Atom is a source of energy
Probably the most famous scientific formula was discovered by the German physicist Einstein. She claims that mass is nothing but a form of energy. Based on this theory, it is possible to turn matter into energy and calculate by the formula how much of it can be obtained. The first practical result of this transformation was atomic bombs, which were first tested in the Los Alamos desert (USA), and then exploded over Japanese cities. And although only a seventh of the explosive turned into energy, the destructive power of the atomic bomb was terrible.
In order for the core to release its energy, it must collapse. To split it, it is necessary to act with a neutron from outside. Then the nucleus breaks up into two other, lighter ones, while providing a huge release of energy. Decay leads to the release of other neutrons,and they continue to split other nuclei. The process turns into a chain reaction, resulting in a huge amount of energy.

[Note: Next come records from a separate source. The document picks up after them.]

PR #3268, opened 2026-05-28
fix: cast numeric safe_dump fields to integers for V3 schema compatibility

syphernl:
## What broke and why

Recipients saw "That information is no longer available" immediately on opening a secret link, even for secrets the sender confirmed had never been viewed. The sender's dashboard showed the secret as "Previewed" but not "Viewed" -- the backend was processing the request, but the frontend was failing silently after getting the response back.

What happens:

1. Recipient opens the link
2. Frontend calls `GET /api/v3/guest/secret/:identifier`
3. Backend runs `ShowSecret`, calls `secret.previewed!`, returns HTTP 200
4. Frontend runs `gracefulParse` against `responseSchemas.secret`
5. Validation fails: `lifespan`, `secret_ttl`, `created`, and `updated` come back as strings, but the V3 schema uses `z.number()`, which does not coerce
6. `gracefulParse` throws, `record` stays null, the `UnknownSecret` component renders

The secret was never consumed, just unreachable.

## Root cause

Familia stores plain `field` values as strings in Redis. The V3 schema was written assuming native JSON types, but the `safe_dump` lambdas for numeric fields were returning raw Redis strings. `z.number()` is strict -- `"604800"` fails where `604800` passes.

## The fix

Added `.to_i` casting in the `safe_dump` lambdas for numeric fields in both `Secret` and `Receipt`:

- `lifespan`, `secret_ttl`, `metadata_ttl`, `receipt_ttl`: use `&.to_i` (nil-safe, keeps null for unset lifespans)
- `created`, `updated`: use `.to_i` (always set by Familia)

The cast is a no-op when the value is already an integer, so it is safe regardless of which Familia version is in use.

## How to reproduce

1. Deploy with a Familia version that stores plain fields as strings
2. Create a secret
3. Open the link in an incognito window
4. You see "That information is no longer available" with no confirmation form shown
5. Check the sender's dashboard: secret shows "Previewed", not "Viewed" -- it was never consumed

## Testing note

Not verified locally -- setting up a full env is still needed. The logic is straightforward (`.to_i` on a string integer is well-defined Ruby), but maintainer review and a test run before merging would be good.

The existing test `"rejects missing lifespan field from API (V3 requires number)"` in `secretStoreFieldHandling.spec.ts` already covers the null case -- a companion test for string-typed lifespan would close the gap.


delano:
@syphernl Oof, I thought I was past these type issues. There used to be a tonne of code like that. 

It shouldn't be happening now for primitives since we read and write to redis/valkey with a JSON serializer so they should be hydrating as numbers. That could mean A) something is writing as a string or B) something is converting it to a string after it's read, before safe_dump is called. 

I need to finish some stuff for Teams and SSO so I might not get a chance to investigate until Monday-ish.

delano:
@syphernl I haven't been able to reproduce this with Familia v2. I know this behaviour is totally possible, I just don't want to commit code that I can't reliably says fixes the problem. I'm going to close this PR, but please open an issue if this is an ongoing thing and I'll look into it further.

PR #3410, opened 2026-06-09
Complete Tailwind v4 CSS-first migration on develop (remove tailwind.config.ts)

delano:
Completes the Tailwind v4 CSS-first migration on `develop` and removes `tailwind.config.ts`, collapsing the theme into a single source of truth (`src/assets/style.css`).

Sibling of #3408, which does the same on `main`. This PR targets `develop`, where the brand palettes already live in `style.css` under `@theme static`, so only `content` / `darkMode` / `fontFamily` remain to port.

## Changes
- `darkMode: 'class'` → `@custom-variant dark (&:is(.dark *))`
- `content[]` → `@import "tailwindcss" source(none)` + `@source` globs
- `fontFamily.brand` → `@theme --font-brand`
- Remove the dead `--background-size-200%` var (generates no utility in v4; `bg-200%` was already a no-op)
- Repoint tooling at the CSS entry and drop references to the deleted file: eslint-plugin-tailwindcss `config` (absolute path), prettier `tailwindStylesheet`, Dockerfile `COPY`, `.dockerignore`, CI path filters, labeler, docs
- Delete `tailwind.config.ts`

## Branding safety
The brand color block stays **`@theme static`** (not plain `@theme`). The `static` modifier emits all 44 `--color-brand*` defaults into `:root`, so `useBrandTheme`'s per-custom-domain overrides on `<html>` — and the `clearOverrides()` fallback to the compiled defaults — both keep working. Brand color values are unchanged.

## Verification
Built `develop` before and after the migration on a worktree:
- Production CSS emits an **identical set of 2,201 utility classes** (zero lost, zero added).
- All **44 brand CSS variables** are still emitted to `:root`; default `--color-brand-500:#3b82f6` present and `bg-brand-500 → var(--color-brand-500)`, so the runtime branding bridge is provably intact.

https://claude.ai/code/session_012uqyngfgZ9JG8ETaG3YaEx

---
_Generated by [Claude Code](https://claude.ai/code/session_012uqyngfgZ9JG8ETaG3YaEx)_


delano:
**CI note:** the `T2 · TypeScript Unit Tests` failure is pre-existing on `develop`, not introduced by this PR.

Pros and cons of using nuclear reaction in our time
Destructive force, which is released during the transformation of matter, humanity is trying to tame at nuclear power plants. Here, the nuclear reaction does not take place in the form of an explosion, but as a gradual release of heat.
Production of atomic energy has its pros and cons. According to scientists, in order to maintain our civilization at a high level, it is necessary to use this huge source of energy. But it should also be taken into account that even the most modern developments cannot guarantee the complete safety of nuclear power plants. In addition, radioactive waste produced during energy production, if stored improperly, can affect our descendants for tens of thousands of years.
After the accident at the Chernobyl nuclear power plant, more and more people consider the production of nuclear energy to be very dangerous for humanity. The only safe power plant of this kind is the Sun with its huge nuclear energy. Scientists are developing all kinds of models of solar cells, and perhaps in the near future, humanity will be able to provide itself with safe atomic energy.